Post by Kevin Cryan on Today at 09:22
Robert Hughes's 2006 memoir, Things I Didn't Know, is Nicholas Lezard's paperback choice (http://books.guardian.co.uk/review/story/0,,2174194,00.html) in the Review section of The Guardian today.
..........here is the memoir of a young man's education, sentimental and intellectual, of a kind that will be familiar to those who have read Clive James's autobiographies. I'm afraid the comparison is unavoidable: contemporaries at Sydney University, they are both muscular humanist writers, confident of their opinions, intolerant of bullshit (as they see it), and both, if my memory of James's oeuvre serves me correctly, in Florence, or nearly there, at the time of the floods of 1966. (At least one anecdote about the destruction is told by each man.)
But Hughes is a less showy stylist than James, no less anxious to produce something readable and useful, but a little less anxious to please. In fact, there is a great curmudgeonliness in Hughes that surfaces from time to time, and results in his being occasionally branded as an "elitist" in his native country. No less traumatic than his car accident were the legal proceedings that followed it, and the first chapter ends with a ringing denunciation of the hypocrisy and fabrications of the Australian media.
Geoff Dyer's New York Times review (http://www.nytimes.com/2006/09/24/books/review/Dyer.t.html), published almost a year ago to the day, is less admiring of Hughes's writing, but interesting to read nonetheless.
Title: Re: Robert Hughes's memoir.
Post by Murray McGlew on 21.12.10 at 01:50
I've just read a book (a few years old now) by another contemporary of Hughes and James, "Josh Hartnett Definitely Wants to do This" by Bruce Beresford.
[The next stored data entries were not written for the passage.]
PR #2154, opened 2026-01-05
[catalog] Fix resources for router container in catalog

timmy59100:
resources in router container were only applied when containerSecurityContext was enabled.


timmy59100:
recheck

megha1906 (approved):

PR #2522, opened 2026-08-31
artifactory: split PEM certificate bundles in customCertificates init container

### LINKED ISSUE #2419: `global.customCertificates` should support bundles
Hi,

Currently the key `global.customCertificates` expects one secret containing one or more CA, with one certificate per key.
However, people might manage trust CA bundles as one unique key containing all certificates (i.e. with trust-manager), which is not working as expected on artifactory side : a truststore entry is added but from the whole bundle, so certificates are not trusted.

Maybe an extra checking step on the initcontainer would be sufficient ?

amarkdotdev:
Fixes #2419

When a customCertificates secret stores multiple CAs in one PEM bundle (for example from trust-manager), the init container now splits the bundle into individual certificate files before copying them into the truststore.

## Test plan
- [x] helm template stable/artifactory with customCertificates enabled and confirmed the init container script includes bundle splitting logic


amarkdotdev:
Checking if this can get on a maintainer review queue soon. Much appreciated.

PR #2505, opened 2026-08-26
Provide Examples of Bridge SH Helm Chart Setup

vitaliil-jfrog:
#### PR Checklist
[Place an '[x]' (no spaces) in all applicable fields. Please remove unrelated fields.]
- [ ] Chart Version bumped
- [ ] CHANGELOG.md updated
- [ ] Variables and other changes are documented in the README.md
- [ ] Title of the PR starts with chart name (e.g. `[artifactory]`)

**What this PR does / why we need it**:
Provides Examples of Bridge SH Helm Chart Setup

**Which issue this PR fixes** *(optional, in `fixes #<issue number>(, fixes #<issue_number>, ...)` format, will close that issue when PR gets merged)*: fixes #

**Special notes for your reviewer**:

PR #207, opened 2019-02-11
Add an option to index all builds in artifactory

danielezer:
#### PR Checklist
[Place an '[x]' (no spaces) in all applicable fields. Please remove unrelated fields.]
- [X] Chart Version bumped
- [X] CHANGELOG.md updated
- [X] Variables and other changes are documented in the README.md

**What this PR does / why we need it**:
Add an option to specify the indexAllBuilds option in xray_config.yaml (https://www.jfrog.com/confluence/display/XRAY/Configuring+Xray#ConfiguringXray-SpecifyingBuildsforAnalysis) and set it to false by default

PR #2524, opened 2026-09-01
Add Helm chart examples across 6 product charts (INST-27233)

nagarajuv-jfrog:
#### PR Checklist
- [ ] Chart Version bumped
- [ ] CHANGELOG.md updated
- [ ] Title of the PR starts with chart name (e.g. `[artifactory]`)

_This PR adds only `examples/` content — no chart code, `Chart.yaml`, or `values.yaml` in `stable/` is modified, so a version bump/changelog entry isn't applicable, matching the precedent set by #2505 and #2508._

Adds runnable Helm example configurations for `artifactory`, `artifactory-ha`, `jfrog-platform`, `catalog`, `distribution`, and `wingman`, following the `examples/<chart>/<scenario>/{README.md,<scenario>-values.yaml}` structure and style established by #2505 (Bridge) and #2508 (Worker).

Sourced from the validated Helm configuration content in jfrog/rdme-installation PR #207 and PR #209, and cross-verified against the real chart schemas in this repo — every `values.yaml` in this PR renders cleanly via `helm template` against its chart, and several were additionally spot-checked to confirm the feature actually takes effect in the rendered manifests, not just that the render succeeds.

Covers:
- **Product enablement**: Workers, Mission Control, AppTrust, Catalog, Curation, Distribution, Advanced Security (JAS), MCP Server (Wingman), AI/ML, and Artifactory Federation Service (RTFS) — across whichever of the standalone/HA/platform charts each feature applies to.
- **Licensing, TLS, custom volumes, resource/JVM sizing, and PostgreSQL password management** — both as narrow per-chart examples and, where the same feature nests differently across charts, as a consolidated `examples/advanced-helm-chart-customizations/` folder with one collapsible `<details>` section per applicable chart.
- **Ingress & networking**: Gateway API, Nginx LoadBalancer Service, SSL termination, ingress-behind-load-balancer, ingress annotations, and an external Nginx Ingress Controller in front of `jfrog-platform`.
- **Artifactory HA storage**: scaling the cluster, shared vs. per-node PersistentVolumeClaims.
- **Operational customizations**: custom init containers, sidecars, secrets, unified secret consolidation, `extraSystemYaml`, ConfigMaps, network policies, read-only root filesystem, HPA, bootstrap admin credentials, Frontend/JFBus/JFmelt deployment modes, and monitoring/logging (JMX + Filebeat).

A few real chart-schema corrections/gotchas were caught in the process (nginx TLS now required on fresh installs, several key-nesting rules between standalone and platform-chart forms, `ingress.additionalRules` needing to be a string not a list, a couple of stale/removed legacy values) — each is called out explicitly in the relevant example's README so users don't hit the same issues.

**Which issue this PR fixes**: N/A (docs/examples enhancement tracked internally as INST-27233)

This is a large PR by file count (~200 files) but each scenario is small and independent — two files each, following the existing house style exactly. Happy to split into smaller PRs per chart if preferred for easier review.


examples/artifactory-ha/custom-init-containers/custom-init-containers-values.yaml
```diff
@@ -0,0 +1,8 @@
+artifactory:
+  customInitContainersBegin: |
+    - name: "custom-setup"
+      image: alpine:3.19
```
chukka, line 4: @nagarajuv-jfrog  can we refer to echo init container image instead of random image ?

chukka (approved):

It isn't, as I'd supposed, an autobiography but extracts from a diary over a couple of years during which time he makes no films but does endless work on one doomed project after another. An entertaining read, although it leaves me wondering how anything worthwhile ever gets made. Beresford wonders similarly at various times in the book.
Beresford of course gets many mentions in the Unreliable Memoirs series, and such is the overlap in chronology he must have been well known to Pete as well. Both our boys get mentioned, including some musing along the lines that Andrew Lloyd Weber didn't have a decent librettist for much of his career, and he would have done well to have used Clive James if only he (Weber) had known about his (James') excellent work with Pete Atkin.
The eternal problem that a director faces apparently is that no on will put up money for a film unless some big stars are signed, and no big stars will sign unless the money is committed.